An odd change seemed to have overtaken her. She became suddenly coy, teasing, returned quite mysteriously to a time when she had not been ill, the new quality somehow unseemly, as if she powered her own wheelchair perhaps, or smoked in the street. She wanted coaxing, Messenger saw, but he was annoyed. “Ha ha,” she laughed, almost singing. “Ha ha ha.” It was as if she remembered not flirtation exactly but flirtation’s poses and noises. He hoped she wasn’t going to hold her knees and sway in place. “Ha ha,” she chirped again.

“I seem to have been a regular tonic for you,” Cornell said. Was she rolling her eyes at him? Was she pursing her lips? What was this teenage pantomime all about?

“Are you holding? Have you got any mary jane on you?”

“What?”

“Are you high? Do you see visions? They jump the rates on your car insurance?”

“What are you talking about?”

“Ha ha.”

“Look, lady, dinner is served.”

“Maybe you ought to give me a puff. I hear it does wonders for chicken-fried steak.”

“Yeah, well, I’m not an agency of the United Way.”

“Ooh, you’re angry.” Cornell had started to leave the kitchen. “What I’d like to know is how you find the time to come down here when there’s so much to be done at home?

“Nice meeting you.”

“I’m a goddamn shut-in, Mister. You think it’s a disappointment to me they give a marathon in the park I can’t run in it? It ain’t the long distances that get to you, honey, it’s the yards and inches. Time and tide took the world away. You think you can buy me off with TV, radio call-in shows, fucking Action Line? My good friend got cancer and you lay down the house rules?
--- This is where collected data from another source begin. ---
PR #1196, opened 2026-04-21
feat(core): support build cache

9aoy:
## Summary

This PR adds `performance.buildCache` support for rstest test builds with rstest-aware defaults, adapter mapping, browser-mode integration, and dedicated coverage for warm-cache behavior. It also documents the override vs extend semantics, adds build/browser e2e coverage, and includes a smaller `virtual-module` build-cache regression case to help narrow a warm-run mock failure seen in `externals/mocked.test.ts`.

Benchmark results (antd + three.js example):

Run | Build | Total
-- | -- | --
Cold | ~385 ms | ~2.1 s
Warm | ~182 ms | ~1.7 s

≈2× faster build on warm runs

## Related Links

- https://github.com/web-infra-dev/rspack/pull/13775

## Checklist


website/docs/zh/config/build/performance.mdx
```diff
@@ -0,0 +1,66 @@
+---
+description: 配置 rstest 在测试构建中使用的 Rsbuild performance 选项。
+---
+
+import { RsbuildDocBadge } from '@components/RsbuildDocBadge';
+import { ApiMeta } from '@components/ApiMeta';
+
+# performance
+
+## performance.buildCache <RsbuildDocBadge path="/config/performance/build-cache" text="performance.buildCache" />
```
fi3ework, line 10: we need to add the similar https://rsbuild.rs/zh/config/performance/build-cache `:::tip` of why cache is not enabled by default. since we didn't documented any caveat of it.

packages/adapter-rsbuild/src/index.ts
```diff
@@ -25,6 +26,41 @@ export interface WithRsbuildConfigOptions {
   modifyRsbuildConfig?: (buildConfig: RsbuildConfig) => RsbuildConfig;
 }
 
+const addRsbuildConfigDependency = (
```
fi3ework: does Rslib also need to do the same staff, to count rslib config file into the digest calc?

fi3ework (commented):
what about `adapter-rspack`?

fi3ework (approved):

She’s tired, it might be better if I waited? She ain’t taking calls from the lower classes just now? She’ll take mine though. Want to bet?”

“Hey, come on, what are you so excited about? Don’t get so excited.”

“How’s whoosis, Audrey? Does she still bust out crying when she reads the paper?”

“Look.”

“Can she get her own breakfast cereal yet? Or is she still too upset about the French Revolution? How’s her husband? Is he still going to commit her if she don’t shape up?”